NOAA-CEFI-Portal / cefi-portal

This is a repository for the CEFI data portal developed on the webserver
https://psl.noaa.gov/cefi_portal/
1 stars 1 forks source link

Add default docs to this repo #18

Open MathewBiddle opened 1 week ago

MathewBiddle commented 1 week ago

Take a look at https://opensource.guide/starting-a-project/#launching-your-own-open-source-project for guidance on default documentation that an open source project should have. You have inherited the Code of Conduct from the organization, and the .github repo contains some good boilerplates. What I see missing from here, specifically:

What do all the files in here do? Do they generate some webpage? Where is the webpage? How do I contribute to this effort?

Check out the links above for more information on what each of those files should contain. LMK if you need help with this.

chiaweh2 commented 1 week ago

thanks for sharing! I will make sure to check.
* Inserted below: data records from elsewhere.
PR #498, opened 2024-05-25
mqtt_client_test

ellebi2000:
This PR introduces functionality for temperature monitoring and LED control on a Raspberry Pi Pico W using MQTT. The key features include:

Temperature Monitoring:

    Reads onboard temperature using the ADC.
    Converts ADC readings to Celsius or Fahrenheit.
    Publishes temperature to the /temperature MQTT topic every 5 seconds.
LED Control:

    Controls the onboard LED via MQTT messages received on the /led topic.
    Turns the LED on/off based on "On" or "Off" messages.
    Publishes LED state to the /state MQTT topic.

WiFi and MQTT Configuration:

    Connects to WiFi using predefined SSID and password.
    Connects to the MQTT broker with the given IP address and port.
    Configures an MQTT client with a predefined client ID and keep-alive period.

MQTT Callbacks:

    mqtt_incoming_data_cb: Handles incoming data and controls the LED.
    mqtt_incoming_publish_cb: Handles incoming publish events.
    mqtt_connection_cb: Manages MQTT connection status and subscribes to the /led topic.

PR #712, opened 2025-10-02
Add .md to README and clarify what example does

mjcross:
1. For pico_w/wifi/mqtt, rename README to README.md to improve how the content renders in an IDE or when browsing the online repository.
2. Clarify that the example doesn't re-publish the temperature reading if it hasn't changed; so that users can understand why the updates can appear sporadic.
3. Document how the led status can be checked by subscribing to /led/status

### DIFF
--- a/pico_w/wifi/mqtt/mqtt_client.c
+++ b/pico_w/wifi/mqtt/mqtt_client.c
@@ -243,6 +243,8 @@ static void mqtt_connection_cb(mqtt_client_t *client, void *arg, mqtt_connection
         if (!state->connect_done) {
             panic("Failed to connect to mqtt server");
         }
+        // note that the main() loop will soon terminate because mqtt_client_is_connected()
+        // will return false.  
     }
     else {
         panic("Unexpected status");
@@ -368,7 +370,13 @@ int main(void) {
         panic("dns request failed");
     }
 
+    // We are not in a callback but we can get away with calling mqtt_client_is_connected()
+    // because it's a read-only operation
     while (!state.connect_done || mqtt_client_is_connected(state.mqtt_client_inst)) {
+        // As supplied the example configures cyw43_arch for thread_safe_background operation
+        // by linking `ico_cyw43_arch_lwip_threadsafe_background` in CMakeLists.txt, so the 
+        // following two lines are unnecessary (but do no harm). However you will need them 
+        // if you reconfigure the build to use cyw43_arch in polling mode.
         cyw43_arch_poll();
         cyw43_arch_wait_for_work_until(make_timeout_time_ms(10000));
     }
--- a/pico_w/wifi/mqtt/mqtt_client.c
+++ b/pico_w/wifi/mqtt/mqtt_client.c
@@ -259,8 +259,10 @@ static void start_client(MQTT_CLIENT_DATA_T *state) {
     const int port = MQTT_PORT;
     INFO_printf("Warning: Not using TLS\n");
 #endif
-
+    // mqtt_client_new() has LWIP_ASSERT_CORE_LOCKED(), so we should protect this call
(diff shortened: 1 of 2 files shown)


pico_w/wifi/mqtt/mqtt_client.c
```diff
@@ -368,7 +370,13 @@ int main(void) {
         panic("dns request failed");
     }
 
+    // We are not in a callback but we can get away with calling mqtt_client_is_connected()
+    // because it's a read-only operation
     while (!state.connect_done || mqtt_client_is_connected(state.mqtt_client_inst)) {
+        // As supplied the example configures cyw43_arch for thread_safe_background operation
+        // by linking `ico_cyw43_arch_lwip_threadsafe_background` in CMakeLists.txt, so the
```
lurch: Typo here? Did you mean `pico_cyw43_arch_lwip_threadsafe_background` ?

peterharperuk:
Looks good. Just the one typo pointed out by @lurch

lurch:
FYI #498 is where this example was first added.

mjcross:
Thanks @peterharperuk and well spotted @lurch - fixed in my [a23bca5](https://github.com/mjcross/pico-examples/commit/a23bca58ddf7b6de1f9e2d5e011b5e521c12d95b). One of these days I'll manage to get a PR through without a typo 8-)

mjcross:
If the dns query returns immediately then start_client() is called directly from main(); so shouldn't the call to mqtt_client_new() be protected? The lwIP implementation has LWIP_ASSERT_CORE_LOCKED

chiaweh2 commented 1 week ago

Currently combine the contributing into README. A readme is added through #23

chiaweh2 commented 1 week ago

We should discuss the license for all repos in our next meeting! I am currently thinking of using GPLv3 which allow the open source to continues if any of the code is being used somewhere else. However, we should probably also think about when would be a good time to put the license on. Should we wait till the repos are more established or now is actually a good time.

MathewBiddle commented 1 week ago

Looping in @ocefpaf for advice RE: which license to choose. The OpenSource Guide provides a lot of good context from which to make an educated decision.

Timing of adding a license: ASAP. According to GitHub's guidance on licenses:

You're under no obligation to choose a license. However, without a license, the default copyright laws apply, meaning that you retain all rights to your source code and no one may reproduce, distribute, or create derivative works from your work.

Which does not jive with what we're trying to do here.

I'm trying to look for NOAA guidance on software licensing. But, I think as an initial step, MIT is a good one to start with.

ocefpaf commented 1 week ago

MIT is a good one to start with.

I try to avoid MIT b/c it has a loophole for plagiarism. BSD-3-Clause is virtually identical and without the text that allows for copy without credits.

The problem with MIT is the second paragraph:

The above copyright notice and this permission notice shall be included in all copies or substantial
portions of the Software.

What means substantial in code? How much of a library can someone copy without the need to include the original license and acknowledge?

chiaweh2 commented 1 week ago

Thanks! @ocefpaf and @MathewBiddle. I was originally thinking about GPLv3. Is the reason of BSD3 "more free" for the user? In other words, it allow the user to have the choice of choosing their derivative on their own license or also allow the derivative to be not open sourced? (GPLv3 requires the derivative to also be under GPLv3 and has to stay open sourced).

ocefpaf commented 1 week ago

The virality of copy left licenses may affect the project adoption. In a perfect world we all would use GPL only code. In reality, if we do that, we will restrict the code use. I don't know what this project is and what are its goals, so maybe GPL may be fine here. Still, I would avoid it.

chiaweh2 commented 3 days ago

@ocefpaf thanks for the suggestions!